E não paramos por aí. Quando a construção é feita para terceiros, como hospitais, hotéis e restaurantes, o item essencial é a inclusão de fogões e caldeiras elétricas, que não emitem esses gases e poluentes. Arquitetos atentos garantem a aceitação do cliente e abrem um grande potencial de mercado, prática que já ocorre em vários países do mundo, inclusive com a exclusão de itens na construção civil que não atendem aos padrões de saúde e sustentabilidade.

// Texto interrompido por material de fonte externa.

PR #800, opened 2021-06-21
Add 8kun and Fix Arisuchan support.

ghost:


ghost:
Fixed whatever seems broken to me.

PR #274, opened 2017-09-23
feat: Implement define-flow-type for declare type

jez:
We weren't covering the `declare` versions of Flow type/interface declarations:

    declare type Foo = 'foo';
    declare interface Foo {};


jez:
Rebased on `master`. Would love if I could get some 👀 on this!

O movimento, porém, não pode parar nas empresas. As próprias prefeituras devem se atentar aos produtos que protegem a saúde pública na aprovação de projetos, condicionando licenças a soluções comprovadamente sustentáveis. Ao mesmo tempo, o novo esforço das agências de publicidade será encontrar referências de sustentabilidade nos produtos e serviços de seus clientes, que tratem da proteção da saúde e do meio ambiente, porque a sociedade começou a se informar, iniciando pela área médica — que já está à frente de movimentos para a proteção da saúde pública —, sobre a nocividade escancarada de vários produtos. A construção civil já começou, com energia renovável, telhados verdes e captação de água da chuva, mas, mesmo com todos esses esforços, precisaríamos de séculos para voltar a temperatura da Terra ao normal, o que torna cada decisão de hoje ainda mais decisiva. Quem se adianta lidera o padrão de um mercado que já entendeu que o imóvel do futuro é, antes de tudo, saudável, transparente, rastreável e sustentável. Diante de toda essa urgência, há uma oportunidade que não pode ser ignorada: a transição energética sustentável não é apenas um dever ambiental; é um novo e promissor mercado, capaz de transformar a construção civil e o mercado imobiliário gaúcho em protagonistas de um futuro mais saudável, mais lucrativo e mais sustentável.